GOAL OF THE EXERCISE → Answer with nothing except the number of lines in the listing that include the word "issues".

'''

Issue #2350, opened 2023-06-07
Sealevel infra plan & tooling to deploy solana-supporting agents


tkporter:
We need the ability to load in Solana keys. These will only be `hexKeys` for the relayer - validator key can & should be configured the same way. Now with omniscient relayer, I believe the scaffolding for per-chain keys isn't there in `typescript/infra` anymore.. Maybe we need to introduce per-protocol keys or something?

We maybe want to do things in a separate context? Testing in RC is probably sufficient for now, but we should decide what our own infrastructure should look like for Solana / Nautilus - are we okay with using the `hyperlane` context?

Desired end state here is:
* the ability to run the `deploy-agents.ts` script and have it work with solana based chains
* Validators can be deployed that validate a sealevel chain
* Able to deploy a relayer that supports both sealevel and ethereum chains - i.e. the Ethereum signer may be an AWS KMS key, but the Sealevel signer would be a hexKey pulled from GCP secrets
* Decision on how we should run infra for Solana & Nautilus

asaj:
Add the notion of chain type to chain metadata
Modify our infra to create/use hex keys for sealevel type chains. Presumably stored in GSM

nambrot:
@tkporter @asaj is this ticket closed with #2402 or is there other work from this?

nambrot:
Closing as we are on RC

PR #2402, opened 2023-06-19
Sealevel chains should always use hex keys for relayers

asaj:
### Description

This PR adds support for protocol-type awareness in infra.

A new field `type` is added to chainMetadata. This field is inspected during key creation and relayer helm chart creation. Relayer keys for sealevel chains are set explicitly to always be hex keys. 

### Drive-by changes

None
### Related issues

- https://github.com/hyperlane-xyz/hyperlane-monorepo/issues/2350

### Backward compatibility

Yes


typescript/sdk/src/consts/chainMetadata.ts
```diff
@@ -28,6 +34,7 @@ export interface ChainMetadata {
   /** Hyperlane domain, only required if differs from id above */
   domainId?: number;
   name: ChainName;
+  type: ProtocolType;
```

'''
'''

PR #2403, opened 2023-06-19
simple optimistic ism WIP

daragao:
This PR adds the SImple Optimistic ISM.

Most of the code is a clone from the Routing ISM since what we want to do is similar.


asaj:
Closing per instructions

'''

RESPONSE TO THIS TASK → 2